Issue #485, opened 2023-09-08
lancedb connector functionality does not work with azure url path


EmilijaL:
create_table() works with azure url path to blob storage, but other functionality like table_names()  or open_table()  throws error

changhiskhan:
What's the error?

EmilijaL:
It works creating table:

━━━━━━━━

Copy, please, every line from the start of the entries down to the line that holds "What's the error?", with both of those lines included and no others.

§ **ANSWER SPACE**:
Issue #485, opened 2023-09-08
lancedb connector functionality does not work with azure url path


EmilijaL:
create_table() works with azure url path to blob storage, but other functionality like table_names()  or open_table()  throws error

changhiskhan:
What's the error?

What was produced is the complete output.